What is the difference between Cisco ASA 5505 and 5510 series firewalls?

There are many differences between the ASA 5505 and the 5510. 5505 is suitable for small offices and home networks while the 5510 is more suitable for bigger networks.

Cisco Tutorials and Materials, Cisco Certifications, Cisco Learning, Cisco ASA 5505 and 5510

Cisco Tutorials and Materials, Cisco Certifications, Cisco Learning, Cisco ASA 5505 and 5510

For guys interested in Cisco study materials “Practice Exams, Syllabus Details, Sample Questions,… etc” I recommend  www.nwexam.com/cisco

Wednesday, 16 May 2018

Cisco ACI and NetBrain: Delivering Application-Centric Network Operations

Introduction


We launched Cisco ACI – NetBrain joint solution that extends NetBrain core capabilities to Cisco ACI. This blog is meant to raise awareness on how this solution and its key features benefit customers to transition to an Application-Centric Datacenter and further optimize Day-2 data center network operations.

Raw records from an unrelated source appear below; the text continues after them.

Issue #1111, opened 2012-02-14
Only the headers and footers of the diresworb.org pages are localized 


ghost:
OS: Windows 7
Browser: Firefox 11.0
Language: French

STR:
1. Load https://diresworb.org/ in the browser.
2. Browse through its pages (home, sigin, sign up etc).
3. Sign in and repeat step 2.

Only the headers and footers of the pages are localized (the rest of the strings are in English).

ozten:
Great point @ioanab. This is by design, we'll use this bug to track work for the l10n-rebrand milestone.

ghost:
The following messages displayed on https://diresworb.org/ pages aren't localized either:
- message displayed when trying to sign in with a wrong password;
- message displayed when trying to sign in with an email not associated to BID;
- message displayed when trying to sign up with an email already associated to BID;
- message displayed when trying to reset the password for a non-existent user;
- error messages displayed when trying to change the password (not entering one of the passwords, entering an erred old password);
- messages displayed when removing an email;
- message displayed when canceling an account.

shane-tomlinson:
@ioanab - can you take screen shots of the offenders in Skitch or other alternative?  Is this in the dialog or on the main site - the main site is only partially translated at the moment, which is "as expected" for the moment.

ghost:
@shane-tomlinson - this is all on the main site (server). I will take the screen shots and add corresponding links in here when done.

shane-tomlinson:
@ioanab - thanks, the screen shots really really help me out!  Great work on the bug finding btw.

ghost:
thanks, @shane-tomlinson. Here are the screen shots for the cases listed above (both pages and messages) http://bit.ly/x0pYJw. Please let me know if I missed any.

lloyd:
this is a duplicate of issue #1862

PR #2047, opened 2012-07-16
localize main site

lloyd:
issue # 1862

@shane-tomlinson I saw you started this work!  I rebased to current dev which has fixified the l10n debugging language.  I will review your code, verify all strings are extracted for the main site, and merge if I can safely do so.

### DIFF
--- a/resources/static/common/js/lib/ejs.js
+++ b/resources/static/common/js/lib/ejs.js
@@ -152,9 +152,16 @@ EJS.Scanner = function(source, left, right) {
          double_left: 		left+'%%',
          double_right:  	'%%'+right,
          left_equal: 		left+'%=',
+         // set - Persona addition. The backend understands <%-, which acts
+         // identical to the frontend's <%=.  <%= on the backend escapes
+         // characters to their HTML code equivalents.  For unit testing, we
+         // write backend templates on the front end, so we have to be able to
+         // process <%-.  Creating an alias here.  Using it wherever
+         // left_equal is found.
+         left_dash: 		left+'%-',
          left_comment: 	left+'%#'})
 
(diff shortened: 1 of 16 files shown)


lloyd:
@jbonacci it's sunday, what are you doing commenting on pull requests?

nice find, I closed issue #1111 down as a dupe.

lloyd:
I found four issues, and pushed four patches to this branch.

@shane-tomlinson I am r+ here, but cannot merge because frontend tests are broken.  it looks like our client side ejs implementation does not support `<%-` !!  I briefly looked at migrating to https://github.com/visionmedia/ejs which looks like it will run client side.

If you can resolve the tests, let's merge this dude and have a fully translated product for our beta launch!

resources/static/common/js/lib/ejs.js
```diff
@@ -152,9 +152,16 @@ EJS.Scanner = function(source, left, right) {
          double_left: 		left+'%%',
          double_right:  	'%%'+right,
          left_equal: 		left+'%=',
+         // set - Persona addition. The backend understands <%-, which acts
+         // identical to the frontend's <%=.  <%= on the backend escapes
+         // characters to their HTML code equivalents.  For unit testing, we
+         // write backend templates on the front end, so we have to be able to
+         // process <%-.  Creating an alias here.  Using it wherever
+         // left_equal is found.
```
lloyd, line 160: this approach makes sense and is good enough for our unit tests. thanks for the comment!  Do we ever use <%- on templates that are evaluated on the frontend?  where we're outputting html?

lloyd:
r+ / tests pass / http://travis-ci.org/#!/mozilla/browserid/builds/1876915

Cisco ACI, Cisco NetBrain, Cisco Tutorials and Materials, Cisco Learning, Cisco Data Center

NetBrain is renowned for its network automation and troubleshooting capabilities and has regularly featured in Gartner’s Market guide for Network automation. NetBrain also boasts a strong 2000+ Enterprise customer base to complement its numerous awards and innovation recognition.

Cisco ACI is a market leading, SDN based networking technology that keeps applications as the focal point of data center infrastructure and enables the creation of an agile, open and secure architecture.

Challenge


Transitioning to an Application Centric data center and getting used to the new network operation model is a gradual process. To ensure a smooth transition, it is important to have tools to manage this heterogeneous network environment, where modern SDN based, open networking technologies are deployed alongside legacy networks. In such a scenario customers struggle to get deep visibility, effectively monitor and troubleshoot security and change management issues without impacting SLA.

Solution


Cisco ACI, Cisco NetBrain, Cisco Tutorials and Materials, Cisco Learning, Cisco Data Center

The NetBrain solution for Cisco ACI provides a single consistent view containing both network-centric and application-centric contexts of data centers, aiding enterprises to seamlessly transition to an application-centric, intent-based network enabled by Cisco ACI. The integration creates a scalable, versatile automation platform to provide network visualizations and automation for “Day 2” operation workflows, giving network operations teams deeper network visibility and enhanced workflow management for operational tasks.

NetBrain utilizes ACI open REST API framework to collect network data which feeds into its modeling engine. The resulting data model is used to dynamically create visualizations and serve as the foundation for automation and troubleshooting.

Key Use Cases and Benefits


◈ Enhanced visibility across heterogeneous infrastructures

The solution provides numerous forms of visualizations that allow users to visualize ACI network alongside legacy networks, trace application path end-to-end among other visualizations capabilities thereby providing a deep understanding of different design aspects in a heterogeneous environment.

◈ Real-time insights

With the solution, the user can superimpose different data sets from ACI as well as from other management systems in a single consistent view getting powerful change management, correlation, and troubleshooting capabilities.

◈ Cross-organization collaboration and Knowledge management

Using the integration, users can code best practices and solutions to known problems in the form of a Runbook automation routine and share across the organization. This fosters not only better cross-organization collaboration but also helps enterprise move towards standardizing their troubleshooting workflows.

◈ Reduced resolution time

Leveraging executable Runbook monitor the solution can monitor incidents and trigger a “Level-0” troubleshooting diagnosis as the first course of action. This utility can be further integrated with any ticketing and monitoring solution for expedited incident management.